**Task instructions**. Copy the entries character for character.

===== Data to use

PR #1916, opened 2023-05-01
add task solution

dimoshen:
- [DEMO LINK](https://dimoshen.github.io/layout_catalog_hovers/)

### DIFF
--- a/src/styles/blocks/catalog.scss
+++ b/src/styles/blocks/catalog.scss
@@ -17,11 +17,11 @@
     border: 1px solid #ccc;
     border-radius: 5px;
     margin-bottom: 48px;
-    transition: transform 300ms, color 300ms;
+    transition: transform $card-element-transition, color $card-element-transition;
 
     &:hover {
-    transform: scale(1.2);
-    color: #34568b;
+      transform: scale(1.2);
+      color: #34568b;
     }
 
     &:not(:nth-child(4n)) {
--- a/src/styles/blocks/catalog.scss
+++ b/src/styles/blocks/catalog.scss
@@ -17,6 +17,12 @@
     border: 1px solid #ccc;
     border-radius: 5px;
     margin-bottom: 48px;
+    transition: transform 300ms, color 300ms;
+
+    &:hover {
+    transform: scale(1.2);
+    color: #34568b;
+    }
 
     &:not(:nth-child(4n)) {
       margin-right: 48px;
--- a/src/styles/blocks/catalog.scss
+++ b/src/styles/blocks/catalog.scss
@@ -17,11 +17,12 @@
     border: 1px solid #ccc;
     border-radius: 5px;
     margin-bottom: 48px;
-    transition: transform $card-element-transition, color $card-element-transition;
+    transition: transform $card-element-transition,
+      color $card-element-transition;
 
     &:hover {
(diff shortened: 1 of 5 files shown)


src/styles/blocks/catalog.scss
```diff
@@ -17,6 +17,12 @@
     border: 1px solid #ccc;
     border-radius: 5px;
     margin-bottom: 48px;
+    transition: transform 300ms, color 300ms;
```
ghost: checklist p4

> [SASS] - use variables for the main values so that you'll be able to reuse them and give them descriptive names. But don't overuse them, don't create variable for the value that's used just once.

ghost (changes requested):

src/styles/blocks/catalog.scss
dimoshen: added transition variable

src/styles/blocks/catalog.scss
```diff
@@ -17,6 +17,12 @@
     border: 1px solid #ccc;
     border-radius: 5px;
     margin-bottom: 48px;
+    transition: transform $card-element-transition, color $card-element-transition;
+
+    &:hover {
+      transform: scale(1.2);
+      color: #34568b;
```
naziamoff: would be nice to create a variable for this color

src/styles/blocks/header.scss
```diff
@@ -38,5 +38,10 @@
     text-transform: uppercase;
     font-size: 12px;
     font-weight: 500;
+    transition: color 300ms;
+
+    &:hover {
+      color: #00acdc;
```
naziamoff: and for this one as well

src/styles/blocks/header.scss
```diff
@@ -38,5 +38,10 @@
     text-transform: uppercase;
     font-size: 12px;
     font-weight: 500;
+    transition: color 300ms;
```
naziamoff: variable could be created for the transition-duration as well

naziamoff (changes requested):
not bad 👍 
But demo is not working

src/styles/blocks/header.scss
dimoshen: created variables for header and card transitions

src/styles/blocks/header.scss
dimoshen: variable created

src/styles/blocks/catalog.scss
dimoshen: variable created

dimoshen:
> I've fixed the demo link. Here's a copy:

- [DEMO LINK](https://dimoshen.github.io/layout_catalog_hovers/)

src/styles/blocks/catalog.scss
```diff
@@ -17,6 +17,13 @@
     border: 1px solid #ccc;
     border-radius: 5px;
     margin-bottom: 48px;
+    transition: transform $card-element-transition,
```
naziamoff, line 20: usually the same transition duration is used across the whole project, so there's no need to specify the place where you use it. As variables are created for reusability - you should give them more generic names
```suggestion
    transition: transform $transition-duration,
```

naziamoff (approved):
🔥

==========

**Output**.
PR #1916, opened 2023-05-01
add task solution

dimoshen:
- [DEMO LINK](https://dimoshen.github.io/layout_catalog_hovers/)

### DIFF
--- a/src/styles/blocks/catalog.scss
+++ b/src/styles/blocks/catalog.scss
@@ -17,11 +17,11 @@
     border: 1px solid #ccc;
     border-radius: 5px;
     margin-bottom: 48px;
-    transition: transform 300ms, color 300ms;
+    transition: transform $card-element-transition, color $card-element-transition;
 
     &:hover {
-    transform: scale(1.2);
-    color: #34568b;
+      transform: scale(1.2);
+      color: #34568b;
     }
 
     &:not(:nth-child(4n)) {
--- a/src/styles/blocks/catalog.scss
+++ b/src/styles/blocks/catalog.scss
@@ -17,6 +17,12 @@
     border: 1px solid #ccc;
     border-radius: 5px;
     margin-bottom: 48px;
+    transition: transform 300ms, color 300ms;
+
+    &:hover {
+    transform: scale(1.2);
+    color: #34568b;
+    }
 
     &:not(:nth-child(4n)) {
       margin-right: 48px;
--- a/src/styles/blocks/catalog.scss
+++ b/src/styles/blocks/catalog.scss
@@ -17,11 +17,12 @@
     border: 1px solid #ccc;
     border-radius: 5px;
     margin-bottom: 48px;
-    transition: transform $card-element-transition, color $card-element-transition;
+    transition: transform $card-element-transition,
+      color $card-element-transition;
 
     &:hover {
(diff shortened: 1 of 5 files shown)


src/styles/blocks/catalog.scss
```diff
@@ -17,6 +17,12 @@
     border: 1px solid #ccc;
     border-radius: 5px;
     margin-bottom: 48px;
+    transition: transform 300ms, color 300ms;
```
ghost: checklist p4

> [SASS] - use variables for the main values so that you'll be able to reuse them and give them descriptive names. But don't overuse them, don't create variable for the value that's used just once.

ghost (changes requested):

src/styles/blocks/catalog.scss
dimoshen: added transition variable

src/styles/blocks/catalog.scss
```diff
@@ -17,6 +17,12 @@
     border: 1px solid #ccc;
     border-radius: 5px;
     margin-bottom: 48px;
+    transition: transform $card-element-transition, color $card-element-transition;
+
+    &:hover {
+      transform: scale(1.2);
+      color: #34568b;
```
naziamoff: would be nice to create a variable for this color

src/styles/blocks/header.scss
```diff
@@ -38,5 +38,10 @@
     text-transform: uppercase;
     font-size: 12px;
     font-weight: 500;
+    transition: color 300ms;
+
+    &:hover {
+      color: #00acdc;
```
naziamoff: and for this one as well

src/styles/blocks/header.scss
```diff
@@ -38,5 +38,10 @@
     text-transform: uppercase;
     font-size: 12px;
     font-weight: 500;
+    transition: color 300ms;
```
naziamoff: variable could be created for the transition-duration as well

naziamoff (changes requested):
not bad 👍 
But demo is not working

src/styles/blocks/header.scss
dimoshen: created variables for header and card transitions

src/styles/blocks/header.scss
dimoshen: variable created

src/styles/blocks/catalog.scss
dimoshen: variable created

dimoshen:
> I've fixed the demo link. Here's a copy:

- [DEMO LINK](https://dimoshen.github.io/layout_catalog_hovers/)

src/styles/blocks/catalog.scss
```diff
@@ -17,6 +17,13 @@
     border: 1px solid #ccc;
     border-radius: 5px;
     margin-bottom: 48px;
+    transition: transform $card-element-transition,
```
naziamoff, line 20: usually the same transition duration is used across the whole project, so there's no need to specify the place where you use it. As variables are created for reusability - you should give them more generic names
```suggestion
    transition: transform $transition-duration,
```

naziamoff (approved):
🔥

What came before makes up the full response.